### EXERCISE:
One part of the entries below is wanted: the lines from the one containing "the preceding read." through the one containing "Fixes #1837.". Write those out exactly and nothing else.
*** Opening SUPPLIED RECORDS ***
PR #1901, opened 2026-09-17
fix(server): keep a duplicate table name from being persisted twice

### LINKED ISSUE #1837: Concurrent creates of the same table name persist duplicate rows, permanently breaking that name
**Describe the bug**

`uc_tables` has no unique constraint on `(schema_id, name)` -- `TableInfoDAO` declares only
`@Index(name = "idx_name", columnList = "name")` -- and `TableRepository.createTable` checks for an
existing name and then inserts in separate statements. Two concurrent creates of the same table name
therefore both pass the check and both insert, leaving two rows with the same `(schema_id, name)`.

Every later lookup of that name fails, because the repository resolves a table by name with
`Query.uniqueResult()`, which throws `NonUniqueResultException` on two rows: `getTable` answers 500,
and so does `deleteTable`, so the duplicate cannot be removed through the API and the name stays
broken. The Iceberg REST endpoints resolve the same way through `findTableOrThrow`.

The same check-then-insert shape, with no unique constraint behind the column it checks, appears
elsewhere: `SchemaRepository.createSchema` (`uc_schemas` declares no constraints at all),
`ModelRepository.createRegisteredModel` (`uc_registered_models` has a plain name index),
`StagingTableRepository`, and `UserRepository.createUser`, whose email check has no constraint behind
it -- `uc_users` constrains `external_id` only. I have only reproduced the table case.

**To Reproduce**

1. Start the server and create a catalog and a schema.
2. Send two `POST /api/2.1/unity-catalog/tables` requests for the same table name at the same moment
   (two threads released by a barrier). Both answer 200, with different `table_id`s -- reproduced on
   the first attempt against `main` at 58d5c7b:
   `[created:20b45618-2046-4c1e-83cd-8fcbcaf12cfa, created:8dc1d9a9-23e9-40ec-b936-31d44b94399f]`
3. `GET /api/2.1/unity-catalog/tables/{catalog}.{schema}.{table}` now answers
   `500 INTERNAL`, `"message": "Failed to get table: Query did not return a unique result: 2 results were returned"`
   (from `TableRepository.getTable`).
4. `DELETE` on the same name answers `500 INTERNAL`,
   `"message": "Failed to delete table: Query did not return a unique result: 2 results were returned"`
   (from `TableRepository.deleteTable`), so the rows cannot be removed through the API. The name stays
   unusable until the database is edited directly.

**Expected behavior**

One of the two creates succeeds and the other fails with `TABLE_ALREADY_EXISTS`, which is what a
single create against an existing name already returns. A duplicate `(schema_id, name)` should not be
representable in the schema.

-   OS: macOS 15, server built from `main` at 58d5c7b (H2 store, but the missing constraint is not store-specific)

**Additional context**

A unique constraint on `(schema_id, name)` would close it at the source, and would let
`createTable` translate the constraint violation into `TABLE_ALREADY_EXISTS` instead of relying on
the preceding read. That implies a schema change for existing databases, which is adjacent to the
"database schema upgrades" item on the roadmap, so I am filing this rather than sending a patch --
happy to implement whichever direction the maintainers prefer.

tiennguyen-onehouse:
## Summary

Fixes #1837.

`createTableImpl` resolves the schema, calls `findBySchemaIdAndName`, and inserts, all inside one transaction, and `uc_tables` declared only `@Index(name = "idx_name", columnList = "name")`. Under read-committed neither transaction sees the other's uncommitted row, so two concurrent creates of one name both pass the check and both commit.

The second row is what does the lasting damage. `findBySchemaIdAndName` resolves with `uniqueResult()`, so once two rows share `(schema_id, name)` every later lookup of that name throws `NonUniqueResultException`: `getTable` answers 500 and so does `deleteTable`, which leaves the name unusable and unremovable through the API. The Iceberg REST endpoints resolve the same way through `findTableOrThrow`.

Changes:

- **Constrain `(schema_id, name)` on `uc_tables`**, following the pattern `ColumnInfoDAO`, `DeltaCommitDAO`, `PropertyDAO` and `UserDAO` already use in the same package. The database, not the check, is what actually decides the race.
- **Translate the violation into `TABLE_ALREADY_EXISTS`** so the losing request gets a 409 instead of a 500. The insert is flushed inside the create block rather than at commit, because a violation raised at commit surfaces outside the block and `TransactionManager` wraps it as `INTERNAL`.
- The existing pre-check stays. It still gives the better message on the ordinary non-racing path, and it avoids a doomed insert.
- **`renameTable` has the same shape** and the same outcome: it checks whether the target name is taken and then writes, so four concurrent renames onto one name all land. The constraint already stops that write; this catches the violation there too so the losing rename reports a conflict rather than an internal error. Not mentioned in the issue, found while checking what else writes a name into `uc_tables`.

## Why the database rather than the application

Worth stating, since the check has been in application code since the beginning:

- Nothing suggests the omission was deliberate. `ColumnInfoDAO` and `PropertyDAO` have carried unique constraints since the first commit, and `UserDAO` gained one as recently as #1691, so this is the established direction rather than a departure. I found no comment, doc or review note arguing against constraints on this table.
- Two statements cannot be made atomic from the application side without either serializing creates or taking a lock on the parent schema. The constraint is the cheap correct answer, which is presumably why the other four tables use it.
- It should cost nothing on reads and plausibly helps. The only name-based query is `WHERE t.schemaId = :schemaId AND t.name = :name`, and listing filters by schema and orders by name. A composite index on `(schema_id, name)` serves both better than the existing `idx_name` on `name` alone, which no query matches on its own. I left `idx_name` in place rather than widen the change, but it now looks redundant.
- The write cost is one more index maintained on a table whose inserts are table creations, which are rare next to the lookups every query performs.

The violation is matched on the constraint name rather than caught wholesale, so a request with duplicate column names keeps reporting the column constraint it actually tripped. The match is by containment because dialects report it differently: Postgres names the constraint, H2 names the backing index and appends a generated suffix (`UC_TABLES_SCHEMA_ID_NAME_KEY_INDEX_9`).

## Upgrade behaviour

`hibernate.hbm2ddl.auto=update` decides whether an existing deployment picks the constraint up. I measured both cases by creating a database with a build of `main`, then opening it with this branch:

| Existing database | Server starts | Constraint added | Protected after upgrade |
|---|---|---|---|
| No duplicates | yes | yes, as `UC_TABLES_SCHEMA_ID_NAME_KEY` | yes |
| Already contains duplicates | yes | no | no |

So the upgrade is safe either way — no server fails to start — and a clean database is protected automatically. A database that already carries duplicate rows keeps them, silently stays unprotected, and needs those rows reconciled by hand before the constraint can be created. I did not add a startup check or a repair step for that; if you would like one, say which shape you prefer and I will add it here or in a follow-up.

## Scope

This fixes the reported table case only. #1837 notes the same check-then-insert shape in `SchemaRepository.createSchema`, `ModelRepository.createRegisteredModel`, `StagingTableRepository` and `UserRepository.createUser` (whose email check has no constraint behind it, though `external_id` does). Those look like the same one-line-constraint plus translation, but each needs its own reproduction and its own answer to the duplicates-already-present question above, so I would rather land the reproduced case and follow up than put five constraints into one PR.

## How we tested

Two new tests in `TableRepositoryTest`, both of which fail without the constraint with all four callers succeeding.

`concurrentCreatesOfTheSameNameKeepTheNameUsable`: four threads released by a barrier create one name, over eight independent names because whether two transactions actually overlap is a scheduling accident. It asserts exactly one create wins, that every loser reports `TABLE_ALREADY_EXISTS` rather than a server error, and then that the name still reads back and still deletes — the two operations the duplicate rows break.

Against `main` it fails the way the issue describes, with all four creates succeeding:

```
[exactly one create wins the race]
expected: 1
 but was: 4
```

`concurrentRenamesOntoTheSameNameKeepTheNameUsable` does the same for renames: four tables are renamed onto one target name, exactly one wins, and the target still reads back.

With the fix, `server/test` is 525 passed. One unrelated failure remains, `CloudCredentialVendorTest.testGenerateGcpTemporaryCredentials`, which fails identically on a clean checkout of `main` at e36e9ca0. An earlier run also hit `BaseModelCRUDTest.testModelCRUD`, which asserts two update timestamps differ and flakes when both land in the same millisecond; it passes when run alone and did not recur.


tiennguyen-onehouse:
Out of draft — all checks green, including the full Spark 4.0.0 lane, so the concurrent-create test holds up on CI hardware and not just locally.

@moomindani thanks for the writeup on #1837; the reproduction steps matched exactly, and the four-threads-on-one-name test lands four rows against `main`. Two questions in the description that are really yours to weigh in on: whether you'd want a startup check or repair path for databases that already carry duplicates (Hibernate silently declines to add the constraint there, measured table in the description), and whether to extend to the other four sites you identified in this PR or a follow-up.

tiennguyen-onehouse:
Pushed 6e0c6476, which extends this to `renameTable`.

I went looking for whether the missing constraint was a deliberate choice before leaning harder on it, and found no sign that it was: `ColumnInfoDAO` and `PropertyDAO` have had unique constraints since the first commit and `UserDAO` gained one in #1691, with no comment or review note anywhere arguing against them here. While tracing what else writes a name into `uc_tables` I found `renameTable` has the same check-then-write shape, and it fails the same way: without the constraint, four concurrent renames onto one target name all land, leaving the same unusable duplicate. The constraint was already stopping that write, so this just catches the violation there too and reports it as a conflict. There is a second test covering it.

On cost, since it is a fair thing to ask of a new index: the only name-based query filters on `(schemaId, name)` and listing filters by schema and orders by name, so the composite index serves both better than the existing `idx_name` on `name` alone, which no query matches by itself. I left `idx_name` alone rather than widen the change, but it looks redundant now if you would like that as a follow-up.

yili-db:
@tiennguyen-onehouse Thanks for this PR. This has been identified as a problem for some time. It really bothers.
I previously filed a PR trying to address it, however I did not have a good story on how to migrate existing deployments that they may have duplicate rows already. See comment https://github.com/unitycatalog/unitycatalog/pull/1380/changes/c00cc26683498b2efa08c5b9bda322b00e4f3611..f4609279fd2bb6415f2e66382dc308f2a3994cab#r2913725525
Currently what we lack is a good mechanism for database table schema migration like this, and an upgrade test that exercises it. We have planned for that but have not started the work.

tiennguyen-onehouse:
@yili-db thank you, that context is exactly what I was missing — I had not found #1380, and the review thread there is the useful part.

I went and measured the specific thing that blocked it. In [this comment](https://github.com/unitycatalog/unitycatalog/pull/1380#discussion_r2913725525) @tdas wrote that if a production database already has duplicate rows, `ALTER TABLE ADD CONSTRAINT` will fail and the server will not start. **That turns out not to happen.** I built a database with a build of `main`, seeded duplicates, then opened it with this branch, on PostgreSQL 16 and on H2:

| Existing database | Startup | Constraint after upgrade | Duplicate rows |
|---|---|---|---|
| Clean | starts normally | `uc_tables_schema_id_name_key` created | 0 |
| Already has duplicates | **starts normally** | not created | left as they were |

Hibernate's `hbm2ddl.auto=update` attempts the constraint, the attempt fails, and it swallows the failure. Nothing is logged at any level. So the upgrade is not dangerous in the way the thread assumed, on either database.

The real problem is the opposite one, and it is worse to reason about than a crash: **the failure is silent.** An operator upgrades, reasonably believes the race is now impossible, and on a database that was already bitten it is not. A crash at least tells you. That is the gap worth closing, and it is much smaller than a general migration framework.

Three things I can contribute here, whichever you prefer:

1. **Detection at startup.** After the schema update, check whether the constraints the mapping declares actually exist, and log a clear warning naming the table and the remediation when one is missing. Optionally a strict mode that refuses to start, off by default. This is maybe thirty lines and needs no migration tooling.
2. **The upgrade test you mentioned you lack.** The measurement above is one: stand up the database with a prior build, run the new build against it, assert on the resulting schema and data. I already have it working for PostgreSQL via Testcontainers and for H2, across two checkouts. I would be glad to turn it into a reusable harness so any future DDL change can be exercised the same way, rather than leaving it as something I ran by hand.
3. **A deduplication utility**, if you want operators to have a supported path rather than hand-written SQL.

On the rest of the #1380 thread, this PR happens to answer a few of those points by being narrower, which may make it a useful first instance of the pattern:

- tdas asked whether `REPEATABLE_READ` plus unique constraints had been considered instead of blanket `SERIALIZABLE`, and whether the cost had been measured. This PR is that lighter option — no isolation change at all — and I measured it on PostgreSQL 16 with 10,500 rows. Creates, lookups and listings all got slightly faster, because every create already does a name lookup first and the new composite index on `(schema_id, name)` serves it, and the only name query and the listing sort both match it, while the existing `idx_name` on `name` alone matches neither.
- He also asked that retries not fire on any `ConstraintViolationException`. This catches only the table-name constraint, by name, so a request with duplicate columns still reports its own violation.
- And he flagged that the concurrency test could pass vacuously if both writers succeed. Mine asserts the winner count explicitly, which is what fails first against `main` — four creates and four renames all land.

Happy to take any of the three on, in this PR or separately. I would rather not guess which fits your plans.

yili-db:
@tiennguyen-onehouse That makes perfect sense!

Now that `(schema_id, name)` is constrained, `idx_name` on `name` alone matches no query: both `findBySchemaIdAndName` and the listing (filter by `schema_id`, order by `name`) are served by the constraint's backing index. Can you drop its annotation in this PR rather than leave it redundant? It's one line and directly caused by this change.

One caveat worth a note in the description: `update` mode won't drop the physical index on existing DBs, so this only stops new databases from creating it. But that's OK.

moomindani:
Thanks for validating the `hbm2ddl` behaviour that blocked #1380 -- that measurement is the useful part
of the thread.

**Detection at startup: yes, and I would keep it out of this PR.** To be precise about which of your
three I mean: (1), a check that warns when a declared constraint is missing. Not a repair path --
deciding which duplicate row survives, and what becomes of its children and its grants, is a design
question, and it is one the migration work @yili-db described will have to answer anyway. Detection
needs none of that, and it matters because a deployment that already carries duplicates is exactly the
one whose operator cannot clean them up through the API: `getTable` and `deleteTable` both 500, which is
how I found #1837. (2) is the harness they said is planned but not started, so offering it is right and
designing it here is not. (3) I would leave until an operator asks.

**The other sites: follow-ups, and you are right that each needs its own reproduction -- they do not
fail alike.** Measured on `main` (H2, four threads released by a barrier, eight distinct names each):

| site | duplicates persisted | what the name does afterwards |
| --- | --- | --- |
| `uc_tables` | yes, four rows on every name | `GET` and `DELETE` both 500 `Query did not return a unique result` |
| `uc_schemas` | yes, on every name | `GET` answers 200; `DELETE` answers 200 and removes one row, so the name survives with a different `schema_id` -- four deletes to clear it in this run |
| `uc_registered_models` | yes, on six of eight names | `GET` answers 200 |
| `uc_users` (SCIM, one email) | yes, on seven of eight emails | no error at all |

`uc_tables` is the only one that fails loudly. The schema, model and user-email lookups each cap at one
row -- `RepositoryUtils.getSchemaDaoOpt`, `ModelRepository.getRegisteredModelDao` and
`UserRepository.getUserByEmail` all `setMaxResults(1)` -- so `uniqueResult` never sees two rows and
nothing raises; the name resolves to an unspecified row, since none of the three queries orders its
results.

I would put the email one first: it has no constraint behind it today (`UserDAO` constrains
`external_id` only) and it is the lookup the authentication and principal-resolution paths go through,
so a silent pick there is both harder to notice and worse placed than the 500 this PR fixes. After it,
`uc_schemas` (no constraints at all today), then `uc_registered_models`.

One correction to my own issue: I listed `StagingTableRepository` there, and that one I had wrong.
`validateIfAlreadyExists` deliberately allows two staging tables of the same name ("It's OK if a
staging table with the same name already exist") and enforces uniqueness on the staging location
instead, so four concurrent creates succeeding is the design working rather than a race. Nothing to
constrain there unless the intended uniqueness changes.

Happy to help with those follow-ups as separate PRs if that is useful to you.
*** Closing SUPPLIED RECORDS ***
### OUTPUT FOR THIS TASK:
the preceding read. That implies a schema change for existing databases, which is adjacent to the
"database schema upgrades" item on the roadmap, so I am filing this rather than sending a patch --
happy to implement whichever direction the maintainers prefer.

tiennguyen-onehouse:
## Summary

Fixes #1837.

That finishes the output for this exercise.